WHAT THIS TASK INVOLVES » What are the lines of the listing below, word for word, from the first down to the one that contains "- Load legacy"?

*** Block opens ***

PR #44, opened 2026-09-07
Add native tokenizers and Torch-free WallOSS preprocessing

wong-1994:
## Summary

Built-in WallOSS inference no longer requires Python Torch or Transformers, and both WallOSS and PI0.5 now execute tokenization through `apxinf-tokenizer` and thin PyO3 bindings. WallOSS also gains a graph-capturable native RGB preprocessing path while preserving custom Python processors.

- Load legacy tensor-only `.pth` normalizers with a restricted Python reader; replace Transformers image processing with Pillow/NumPy compatibility processing and Rust/CUDA tensor preprocessing.
- Use the native HF `tokenizer.json` backend for WallOSS and a statically linked C++ SentencePiece backend through Rust for PI0.5. Remove the Python `walloss` and `tokenizer` extras and production dependencies on Python `tokenizers`/`sentencepiece`; keep SentencePiece as a test reference. Built-in inference still requires `apxinf-py`; NumPy, Pillow and PyYAML remain base dependencies.
- Move checkpoint-fixed RGB normalization, temporal duplication, patchification, spatial-merge ordering and BF16 conversion into Rust/CUDA. Advertise the RGB route through `VlaContract`; custom processors and legacy checkpoints without processor metadata retain the canonical patch route.
- Document model-neutral inference lifecycle stages, inter-stage contracts, instance/session/request lifetimes and directory ownership in `doc/model-lifecycle.md`. Keep model-specific state/token/output differences in the Python usage guide rather than requiring one architecture document per model. Correct stale tokenizer and PI0.5 state-injection documentation, and update the root build guide with an RPATH-safe wheel command.

## Scope and compatibility

Prompt construction, state normalization/discretization orchestration, image-token expansion, policy masks and action postprocessing remain Python family-policy responsibilities. This PR does not introduce a unified Prompt Builder or a standalone Rust policy. Those are follow-up changes, including canonical normalizer sidecars and Python delegation to native family builders.

PI0.5 and WallOSS retain their distinct state binning, BOS/newline handling and multimodal token rules. Custom Python processors remain supported. The optional LeRobot adapter retains its separate Torch requirement.

Review fixes bound and cache aliased storages in the restricted reader, prevent implicit native routing for custom processors, validate processor JSON types and derived dimensions before FFI, and use model-neutral CUDA/FFI/operator names.

### Rechecked during documentation closeout (2026-09-08)

- Thor Python suite: **183 passed, 12 skipped, 5 subtests passed**. The tested snapshot's 61 Python files match the PR source except for one non-executable dependency comment in `walloss.py`.
- Real tokenizer assets: **10 SentencePiece samples** checked with and without BOS and **12 HF samples**, including Unicode, whitespace and added tokens, plus token-ID lookups: exact parity with the Python reference backends.
- Skips: 2 optional WebSocket tests, 9 optional Torch/LeRobot tests, and 1 checkpoint-gated PI0.5 test. Explicitly enabling that checkpoint test still skips because the available tokenizer-test extension was built **without CUDA**. These counts are not a fresh full-policy GPU validation.
- Documentation diff whitespace and local link targets checked. No runtime code changed in the closeout commit.

### Earlier GPU evidence recorded for the native preprocessing change

- Model-family boundary check passed; Rust/CUDA graph tests on Thor: **4 passed** (eager/captured parity, repeated replay, changed-input propagation, prepared-mode/layout validation); derived-dimension safety tests: **3 passed**.
- Full WallOSS checkpoint: eager RGB, captured RGB, repeated replay and golden BF16-patch routes produced bitwise-equal outputs, shape `[10, 26]`, all finite.
- Changed RGB propagated to output (`max_abs=0.056640625`, `relative_l2=0.02985570294159166`).

These earlier GPU results were not rerun during documentation closeout. Private checkpoints and generated golden evidence are not included in the repository.

### Two-model CUDA end-to-end regression (2026-09-08)

- Compared PR head `bf5ab02` with its exact parent `d8f19ce` on NVIDIA Thor, BF16, using the same checkpoint assets, fixed RGB/state/instruction inputs and noise. PI0.5 used two views, horizon 10, 10 flow steps, state injection and float64 normalization; WallOSS used its checkpoint profile. Both used the same unchanged tactic selection and normal prepared-execution entry points.
- Three deterministic synthetic observations per model, two process rounds in reversed baseline/candidate order, 3 warmups and 12 timed repetitions per case: **72 timed full-policy samples per variant/model**. CUDA was explicitly synchronized around full-policy timing.
- **Byte-identical token IDs, normalized actions and final actions across both variants and both rounds; maximum absolute error 0.** Every timed repetition checked stable, finite final actions.
- Candidate full-policy execution imported neither Torch nor Transformers.
- Reused 21 verified unchanged CUDA objects from the parent build after comparing 1,599 CUDA source/header inputs. Recompiled both adapters affected by the changed preprocessing header and all changed Rust/PyO3 code; CUDA-enabled release build took **29.24 seconds**. Object reuse used a private build-script overlay, not a product-code change. The baseline installed extension matched its original build byte for byte.

| Model | Baseline full-policy median / p95 | PR full-policy median / p95 | Median change |
| --- | --- | --- | --- |
| PI0.5 | 82.92 / 101.95 ms | 83.14 / 102.11 ms | +0.27% |
| WallOSS | 122.63 / 139.41 ms | 115.99 / 119.49 ms | -5.41% |

CPU preprocessing median: PI0.5 **2.487 → 2.565 ms**, WallOSS **8.113 → 4.296 ms**. Model-call median: PI0.5 **79.923 → 80.133 ms**, WallOSS **110.873 → 111.218 ms**. CPU preprocessing was sampled separately; medians are not additive. No material end-to-end slowdown was observed; WallOSS's reduced host preprocessing lowered total latency in this sample.

The prior CPU-only test-environment limitation was addressed with a new CUDA-enabled extension loaded directly from its release artifact. Reproduction scripts, raw outputs/timing vectors, checkpoint hashes and binary/object provenance are archived privately. No runtime source change was required.

## Evidence limits

The paired CUDA check closes the previously outstanding full-policy parity/latency check for these two BF16 configurations. It uses a finite synthetic corpus on a shared Thor with two other resident processes observed idle, without locked clocks or dedicated-host isolation. The small PI0.5 timing difference is not evidence of a material regression, and these measurements are not statistical equivalence guarantees. Cold loading/build/capture time is excluded. No broad closed-loop LIBERO success-rate evaluation, other precisions/devices, exhaustive checkpoint coverage, or fresh wheel-installation validation is claimed. Private checkpoints and generated tensor evidence remain outside the repository.


zealoct:
does the performance decline on pi05 expected? or is it statistical error?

*** Block closes ***

YOUR SOLUTION »
PR #44, opened 2026-09-07
Add native tokenizers and Torch-free WallOSS preprocessing

wong-1994:
## Summary

Built-in WallOSS inference no longer requires Python Torch or Transformers, and both WallOSS and PI0.5 now execute tokenization through `apxinf-tokenizer` and thin PyO3 bindings. WallOSS also gains a graph-capturable native RGB preprocessing path while preserving custom Python processors.

- Load legacy tensor-only `.pth` normalizers with a restricted Python reader; replace Transformers image processing with Pillow/NumPy compatibility processing and Rust/CUDA tensor preprocessing.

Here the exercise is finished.